In case of insurance just like banking, the concentration appears to be on developing fewer and stronger entities rather than retaining large number of weak and sick units. The MCR for non-life insurance companies has been pushed higher to Rs300 million, from Rs250 million last year. Dozens of smaller insurance companies finding it difficult to swim in a sea of competition mainly due to their smaller equity base and unable to wipe out the red from their balance sheet, have already bled to death.

Some years ago, The Orient Insurance Company merged business with Islamabad-based Business and Industrial Insurance Company. The tie-up marked not only the first merger among country’s insurance companies, but also identified a trend of intra-group mergers.

In contrast to the past when M&A activity was concentrated mainly in group companies, investors were witnessing growing number of corporate marriages outside the clan. For the first time, it appears that the local entrepreneur or “Seth” is opting to risk sharing the control of a merged company with someone outside the family fold. But market analysts suggest that such an urge to merge has been piqued as much by choice as from force of circumstances.

While most experts view the intra-group mergers as a positive development for the country’s corporate sector, some look down upon them as ‘forced’ marriages, which have a high probability of hitting the rocks. But the other kind of company integrations—those between local companies belonging to the same group—have also been dismissed by many analysts as merely ‘paper mergers’.

The earliest of those was the 1995 merger of Raza Textiles with sister concern, Umer Fabrics. The year 1997 saw a bevy of tie-ups among group companies. The M&A activity currently abounds in almost all sectors. The KSE website posts two deals this year: Merger of Royal Bank of Scotland into Faysal Bank on Jan 3 and Atlas Bank amalgamation into the newly formed Summit Bank on Jan 11.

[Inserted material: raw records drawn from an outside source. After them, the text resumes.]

PR #965, opened 2021-07-09
Compute diff between recipe versions

nicolas-grekas:
| Q             | A
| ------------- | ---
| License       | MIT
| Doc issue/PR  | -

### DIFF
--- a/.github/workflows/qa.yml
+++ b/.github/workflows/qa.yml
@@ -1,7 +1,7 @@
 name: Q&A
 
 on:
-    pull_request:
+    pull_request_target:
 
 defaults:
     run:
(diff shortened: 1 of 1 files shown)


.github/workflows/qa.yml
```diff
@@ -1,7 +1,7 @@
 name: Q&A
 
 on:
-    pull_request:
+    pull_request_target:
```
stof, line 4: This makes the workflow checkout the `master` branch rather than the code of the PR, making the CI useless (as it does not test the PR)

nicolas-grekas: Oops, fixed in 8269d3d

The year 2008 also saw the much celebrated marriage of PICIC with NIB Bank. And analysts say that Agritech, with 80 per cent stake held by Azgard Nine, is now up for sale, with huge conglomerates such as Fauji Foundations expressing interest in the deal. Except for Mansha group’s take-over of Adamjee Insurance, there have been no big hostile deals. And cross border M&A is yet a distant dream. The vice and virtues of M&A activity have triggered a debate among entrepreneurs. Detractors say that it results in enhanced political and economic power of the conglomerates.

The concept behind M&A is to enhance shareholders value, create liquidity and raise demand. Khalid Mirza, the man widely believed to have brought two institutions — SECP and CCP to global standards -- is now a visiting faculty at Lahore University of Management Sciences (LUMS). He told Dawn that the CCP does not discourage normal commercial activity of M&A so long the merged entity does not go on to hold dominant position (commanding 40 per cent of market) and also misuses such position of dominance.